DaeDaLus supports another iteration construct, map. This performs an operation on each element of a sequence, resulting in a sequence of results. For example, the following code doubles each element in an array:

map (x in [1:int, 2, 3])
  2 * x

The map construct can be used to parse a sequence of blocks, based on a sequence of values. For example the following code parses blocks of the form 0AAA..., with the number of 'A' characters dictated by the input sequence.

map (x in [1, 2, 3])
  block
    $[ '0' ]
    Many x $[ 'A' ]

Just as with for, the map construct has an alternative form that includes both sequence indexes and values:

map (i,x in [5, 2, 1])
  block
    $[ '0' ]
    len       = ^ { index = i, elem = x }
    something = Many x $['A']

many loops

many loops are similar to for loops and the Many combinator.

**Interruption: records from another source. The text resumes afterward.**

PR #1545, opened 2026-08-18
feat(agnocast_cie_thread_configurator): emit kernel_threads and irqs sections in prerun template

atsushi421:
## Description

Part 3 of 4 splitting #1528 into reviewable units.

`prerun_node` now appends `kernel_threads` and `irqs` sections to the generated YAML template:

- Kernel threads are scanned via the system_scan module (#1543) and deduplicated by comm, since one template entry manages every thread sharing that comm. The scan is sorted by (comm, tid), so the kept observed values are the lowest tid's.
- Observed values become the initial desired values. Combined with compare-before-set in the apply step (part 4), unedited template entries stay no-ops.
- Values that cannot be represented or changed are emitted as `UNMANAGEABLE` (#1544): for policy/priority, unmapped policies and `SCHED_DEADLINE` (whose runtime/period/deadline cannot be recovered from `/proc`); for affinity, `PF_NO_SETAFFINITY` per-CPU kthreads and unreadable CPU lists. YAML null remains the user's explicit opt-out.

## Related links

- Split from #1528
- Stacked on #1544 (depends on both #1543 and #1544)

## How was this PR tested?

- [ ] Autoware
- [ ] sample application

## Post-merge checklist

**Important notes:**

### DIFF
--- a/src/agnocast_cie_thread_configurator/src/prerun_node.cpp
+++ b/src/agnocast_cie_thread_configurator/src/prerun_node.cpp
@@ -8,9 +8,14 @@
 
 #include "agnocast_cie_config_msgs/msg/callback_group_info.hpp"
 
+#include <sched.h>
+#include <unistd.h>
+
+#include <algorithm>
 #include <filesystem>
 #include <fstream>
 #include <iostream>
+#include <optional>
 #include <set>
 #include <string>
 #include <utility>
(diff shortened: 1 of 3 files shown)


src/agnocast_cie_thread_configurator/src/prerun_node.cpp
```diff
@@ -181,6 +228,85 @@ void PrerunNode::dump_yaml_config(std::filesystem::path path)
     out << YAML::Newline;
   }
 
+  out << YAML::EndSeq;
+
+  // Add kernel_threads and irqs sections: observed values become the initial
+  // desired values (compare-before-set keeps unedited entries no-ops), and
+  // UNMANAGEABLE marks values that cannot be provided or changed (YAML null
+  // stays the user's opt-out).
```
kobayu858, line 236: Every entry whose policy is representable is emitted with a concrete policy, so it comes back is_managed() == true, while the two sections directly above deliberately emit `affinity: []` for "do not manage".
The generated file therefore declares desired values for every scanned kernel thread and IRQ before the user has edited anything, which is the opposite default to the pre-existing sections in the same function.
"Compare-before-set keeps unedited entries no-ops" holds only while nothing changes between generation and apply.

src/agnocast_cie_thread_configurator/src/prerun_node.cpp
```diff
@@ -181,6 +228,85 @@ void PrerunNode::dump_yaml_config(std::filesystem::path path)
...
+  }
+
+  out << YAML::EndSeq;
+
+  // Add irqs section
+  out << YAML::Key << "irqs";
+  out << YAML::Value << YAML::BeginSeq;
+
+  for (const auto & info : irqs) {
+    const auto cpus = parse_manageable_cpu_list(info.affinity);
```
kobayu858: There is no IRQ equivalent of the PF_NO_SETAFFINITY -> UNMANAGEABLE mapping used for kernel threads.
Kernel-managed interrupts (IRQD_AFFINITY_MANAGED, which covers nvme queues and most MSI-X) reject writes to smp_affinity_list; write_irq_affinity() returns -EIO for them.
Any host with an NVMe disk hits this: its queue interrupts (nvme0q0, nvme0q1, ...) are managed, and the template emits them as ordinary editable entries with a concrete affinity.
So a user who edits one of those lines gets an apply-time EIO with nothing in the template hinting the value was never settable.

src/agnocast_cie_thread_configurator/src/prerun_node.cpp
atsushi421: Thanks for the careful review. This asymmetry is intentional.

  • The loop stops when the parser in the loop’s body fails, which is just like the Many combinator.

  • The body is parameterized by a piece of state, which is initialized at the start of the loop, and is updated by the result of the body on each iteration.

For example, this is how one might parse a base 10 number:

many (s = 0) (10 * s + Digit)

In the example above, the state variable is s and is initialized to 0. The loop body is evaluated, and if it succeeds, its value replaces s, which in the example above means that the loop body’s result is assigned to s, i.e., s = 10 * s + Digit. The result of the many is the result of the body of its last successful loop iteration.

There is also a variant called many? which is similar to Many? in that the loop repeats just enough times to make the parser succeed.

Warning

It is quite easy to write inefficient or ambiguous parser when using many? so it should be avoided, if possible.

Commit

Warning

commit is an unstable experimental feature and its behavior may change or it may be removed entirely.

Normally, at the point a parser fails, DaeDaLus will backtrack to a choice point and try an alternative parser. The commit guard acts as a cut-point and prevents backtracking. For example, the following code cannot parse the string "AC" because parsing 'A' and the subsequent commit will prevent backtracking reaching the alternative branch.

First
  { $['A']; commit; $[ 'B' ] }
  { $['A'];         $[ 'C' ] }  -- Can't happen

The try construct converts commit failure into parser failure. A commit failure will propagate until it hits an enclosing try construct, or until it escapes the top-level definition.